Qwen 3.6 27B — MXFP4 (MLX)
Open Compute Project MXFP4 quantization of Alibaba's hybrid linear/full attention dense 27B VL model, with the vision tower preserved.
Model Details
| Property | Value |
|---|---|
| Base model | Qwen/Qwen3.6-27B |
| Parameters | 27.32 B, dense (no MoE) |
| Architecture | qwen3_5 — 64 decoder layers: 48 Gated DeltaNet (linear-attn) + 16 full-attention with swish output gate |
| Quantization | OCP MXFP4 (E2M1 + shared E8M0 scale) at block 32 |
| Package size on disk | 14 GB across 3 shards |
| Bits per weight | 4.449 |
| vs BF16 source | 52 GB → 14 GB, 3.7× compression |
| Context (position embeddings) | 262,144 native; upstream card reports up to ~1 M with YaRN scaling |
| Vision tower | 27-layer ViT (hidden 1152, patch 16), MXFP4 quantized |
| Chat format | Qwen im_start/im_end, unified thinking toggle |
Quantization details
| Category | Bits | Group | Notes |
|---|---|---|---|
Dense FFN (mlp.gate_proj, mlp.up_proj, mlp.down_proj) |
4 (MXFP4) | 32 | Bulk of parameters |
Full-attention projections (q_proj, k_proj, v_proj, o_proj) |
4 (MXFP4) | 32 | q_proj is fused with a swish output gate (output split 50/50 queries/gate) |
Linear-attention projections (in_proj_qkv, in_proj_z, in_proj_b, in_proj_a, out_proj) |
4 (MXFP4) | 32 | |
Embedding (embed_tokens), lm_head |
4 (MXFP4) | 32 | |
| Vision tower | 4 (MXFP4) | 32 | |
Norms, A_log, dt_bias, conv1d |
bf16 passthrough | — | Kept un-quantized |
MXFP4 is the open OCP Microscaling FP4 spec, distinct from NVIDIA's NVFP4. MLX exposes both as separate --q-mode values; this release uses mxfp4. No activation-aware calibration (no AWQ) — quant is purely weight-driven, so vision and text inputs are treated with equal fidelity.

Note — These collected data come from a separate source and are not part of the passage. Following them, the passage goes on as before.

Issue #739, opened 2025-06-21
invalid bsp spec will cause panic


Xunzhuo:
*Description*:
>What issue is being seen? Describe what should be happening instead of
the bug, for example: Envoy should not crash, the expected value isn't
returned, etc.

```
8s.io/apimachinery/pkg/util/runtime.logPanic
        /home/runner/go/pkg/mod/k8s.io/apimachinery@v0.34.0-alpha.0/pkg/util/runtime/runtime.go:142
k8s.io/apimachinery/pkg/util/runtime.handleCrash
        /home/runner/go/pkg/mod/k8s.io/apimachinery@v0.34.0-alpha.0/pkg/util/runtime/runtime.go:107
k8s.io/apimachinery/pkg/util/runtime.HandleCrashWithContext
        /home/runner/go/pkg/mod/k8s.io/apimachinery@v0.34.0-alpha.0/pkg/util/runtime/runtime.go:78
runtime.gopanic
        /opt/hostedtoolcache/go/1.24.4/x64/src/runtime/panic.go:792
runtime.panicmem
        /opt/hostedtoolcache/go/1.24.4/x64/src/runtime/panic.go:262
runtime.sigpanic
        /opt/hostedtoolcache/go/1.24.4/x64/src/runtime/signal_unix.go:925
github.com/envoyproxy/ai-gateway/internal/controller.backendSecurityPolicyIndexFunc
        /home/runner/work/ai-gateway/ai-gateway/internal/controller/controller.go:254
sigs.k8s.io/controller-runtime/pkg/cache.indexByField.func1
        /home/runner/go/pkg/mod/sigs.k8s.io/controller-runtime@v0.21.0/pkg/cache/informer_cache.go:236
k8s.io/client-go/tools/cache.(*storeIndex).updateSingleIndex
        /home/runner/go/pkg/mod/k8s.io/client-go@v0.33.1/tools/cache/thread_safe_store.go:162
k8s.io/client-go/tools/cache.(*storeIndex).updateIndices
```

*Repro steps*:
> Include sample requests, environment, etc. All data and inputs
required to reproduce the bug.

Create bsp like:

```
  type: AWSCredentials
  apiKey:
    secretRef:
      name: envoy-ai-gateway-basic-deepseek-apikey
      namespace: default
```

>**Note**: If there are privacy concerns, sanitize the data prior to
sharing.

*Environment*:
>Include the environment like gateway version, envoy version and so on.

*Logs*:
[...]

PR #740, opened 2025-06-21
fix: invalid bsp spec will cause panic

Xunzhuo:
**Commit Message**

fix: invalid bsp spec will cause panic

Fixes: #739

### DIFF
--- a/tests/crdcel/testdata/backendsecuritypolicies/apikey_with_nil_configuration.yaml
+++ b/tests/crdcel/testdata/backendsecuritypolicies/apikey_with_nil_configuration.yaml
@@ -6,7 +6,7 @@
 apiVersion: aigateway.envoyproxy.io/v1alpha1
 kind: BackendSecurityPolicy
 metadata:
-  name: apikey-with-gcp-policy
+  name: apikey-with-nil-policy
   namespace: default
 spec:
   type: APIKey
--- a/tests/crdcel/testdata/backendsecuritypolicies/apikey_with_nil_configuration.yaml
+++ b/tests/crdcel/testdata/backendsecuritypolicies/apikey_with_nil_configuration.yaml
@@ -6,12 +6,7 @@
 apiVersion: aigateway.envoyproxy.io/v1alpha1
 kind: BackendSecurityPolicy
 metadata:
-  name: azure-valid-credentials-policy
+  name: apikey-with-gcp-policy
   namespace: default
 spec:
-  type: AzureCredentials
-  azureCredentials:
-    clientID: dummy_azure_client_id
-    tenantID: dummy_azure_tenant_id
-    clientSecretRef:
-      name: dummy_azure_secret_ref_name
+  type: APIKey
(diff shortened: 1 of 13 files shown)


internal/controller/controller.go
```diff
@@ -248,13 +248,17 @@ func backendSecurityPolicyIndexFunc(o client.Object) []string {
...
+		if apiKey != nil {
+			key = getSecretNameAndNamespace(apiKey.SecretRef, backendSecurityPolicy.Namespace)
+		}
 	case aigv1a1.BackendSecurityPolicyTypeAWSCredentials:
 		awsCreds := backendSecurityPolicy.Spec.AWSCredentials
-		if awsCreds.CredentialsFile != nil {
-			key = getSecretNameAndNamespace(awsCreds.CredentialsFile.SecretRef, backendSecurityPolicy.Namespace)
-		} else if awsCreds.OIDCExchangeToken != nil {
-			key = backendSecurityPolicyKey(backendSecurityPolicy.Namespace, backendSecurityPolicy.Name)
+		if awsCreds != nil {
```
mathetake: can you fix this at the k8s layer level rather than adding unnecessary if block? when the type is AWSBedrock then this should not exist in the first place.

Xunzhuo: Sounds good to me as well, adding CEL now.

mathetake: i mean: add a new CEL validation and corresponding test cases to tests/crdcel and revert this if block

internal/controller/controller.go
```diff
@@ -248,13 +248,17 @@ func backendSecurityPolicyIndexFunc(o client.Object) []string {
 	switch backendSecurityPolicy.Spec.Type {
 	case aigv1a1.BackendSecurityPolicyTypeAPIKey:
 		apiKey := backendSecurityPolicy.Spec.APIKey
-		key = getSecretNameAndNamespace(apiKey.SecretRef, backendSecurityPolicy.Namespace)
+		if apiKey != nil {
```
mathetake: this as well. let's revert and instead reject at k8s layer with CEL validation

Xunzhuo:
PTAL @mathetake

mathetake:
can you add new test cases in https://github.com/envoyproxy/ai-gateway/blob/073d714cafbfd950e70e0b42b8e165510907e3ca/tests/crdcel/main_test.go#L104

Xunzhuo:
CEL is failed, and I wonder if we allow when setting to APIKey but APIKey is nil?

mathetake:
no can you just fix the existing test case as well.

mathetake:
add new test cases & fix the existing test case.

Xunzhuo:
Working on it

tests/crdcel/testdata/backendsecuritypolicies/apikey_with_nil_configuration.yaml
```diff
@@ -0,0 +1,12 @@
+# Copyright Envoy AI Gateway Authors
+# SPDX-License-Identifier: Apache-2.0
+# The full text of the Apache license is available in the LICENSE file at
+# the root of the repo.
+
+apiVersion: aigateway.envoyproxy.io/v1alpha1
+kind: BackendSecurityPolicy
+metadata:
+  name: apikey-with-gcp-policy
```
yuzisun:
```suggestion
  name: apikey-with-nil-policy
```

Architecture notes — what's new vs Qwen 3 / 3.5
- Hybrid attention stack: 48 of 64 layers use
Gated DeltaNet, a linear-attention / delta-rule hybrid with a groupedconv1dinput path and per-headA_log/dt_biasstate — constant memory in sequence length. The other 16 layers (one every 4, given byfull_attention_interval: 4) use full softmax attention withattn_output_gate: true—q_projproduces a fused (queries, gate) tensor; attention output is multiplied bysigmoid(gate)beforeo_proj. - Partial rotary embeddings: only the first 25% of head dim rotates (
partial_rotary_factor: 0.25),rope_theta = 1e7. Position metadata for mixed text/image/video (mrope_section,mrope_interleaved: true) is preserved inconfig.json. - Dense FFN: no MoE. Each layer has
gate_proj/up_proj(5120 → 17408) +down_proj(17408 → 5120) with SwiGLU activation. - Vision tower:
qwen3_vlViT, 27 layers, hidden 1152, patch 16, temporal_patch 2. Produces video token sequences via 3D conv patch-embed (pairs of frames merge into one temporal patch).
Usage
Load in Osaurus on Apple Silicon (macOS) — single-click deploy, local chat + vision, no Python setup. The bundle also loads in any Apple Silicon MLX runtime that supports qwen3_5 VL bundles at mxfp4 quantization.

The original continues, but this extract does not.